What needs to be done — From the following material, say how many lines have "flagged" in them; write only the number.

Provided material —
-------
PR #2534, opened 2024-12-10
Add flagged logout avoidance from background task

### LINKED ISSUE #2529: App gets logged out randomly
### Description

We've had a few users report that they are randomly getting logged out. Internal thread: p1729595145505109-slack-C02A333D8LQ

Something in common we've been noticing is that these users are using Google Sign In. 

We've also seen cases where this happens when a VPN is used

@danielebogo was able to replicate, but it is not something we have found easy to replicate on demand. 

n/a

- [x] I have searched for existing bug reports.

_No response_

bjtitus:
Fixes #2529, an issue reported by users where they were logged out coming back to the app.

From the logs, we log users out during the background refresh task, potentially because data is not accessible due to encryption. This change only logs the user out if the app is currently foregrounded. One downside to this might be increased requests which result in 401s. However, I think it's a better user experience to avoid logout unless the app is foregrounded when we can be more sure stored data is available for access.

An alternative could be to pass through a value indicating that a particular request came from the background refresh task and only log out in that case.

This change is flagged with the `avoid_logout_in_background` flag in case we need to disable it.

## To test

* Apply this patch ([ForcedLogoutRefresh.patch](https://github.com/user-attachments/files/18131573/ForcedLogoutRefresh.patch)) to either this branch or `trunk`
* Add a breakpoint at `AppDelegate:110` in `didFinishLaunching` after `scheduleNextBackgroundRefresh()` is called.
* Build and run the app
* When the breakpoint is hit, background the app
* Execute this command in the debug console to trigger the scheduled background refresh task:
```
e -l objc -- (void)[[BGTaskScheduler sharedScheduler] _simulateLaunchForTaskWithIdentifier:@"au.com.shiftyjelly.podcasts.Refresh"]
```
* Before this change, you should have been logged out
* After this change, you should see `TokenHelper: Skipped logout in background due to error` logged

## Checklist

### DIFF
--- a/Modules/Server/Sources/PocketCastsServer/Private/TokenHelper.swift
+++ b/Modules/Server/Sources/PocketCastsServer/Private/TokenHelper.swift
@@ -85,17 +85,21 @@ class TokenHelper {
             ServerSettings.setRefreshToken(refreshedRefreshToken)
         }
         else {
-            if ServerConfig.avoidLogoutOnError {
-                // if the user doesn't have an email and password or SSO token, they aren't going to be able to acquire a sync token
-                switch error as? APIError {
-                case APIError.TOKEN_DEAUTH?, APIError.PERMISSION_DENIED?:
-                    tokenCleanUp()
-                default:
-                    // Do nothing so the user is not disrupted in the case of non-auth errors
-                    FileLog.shared.addMessage("TokenHelper: Unable to acquire token but avoided logout due to error: \(String(describing: error))")
-                }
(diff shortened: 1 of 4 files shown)


dangermattic:
<table>
  <thead>
    <tr>
      <th width="50"></th>
          1 Message
      </th>
     </tr>
  </thead>
  <tbody>
    <tr>
      <td>:book:</td>
    </tr>
  </tbody>
</table>

</p>

leandroalonso (approved):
-------
Finished exercise — 2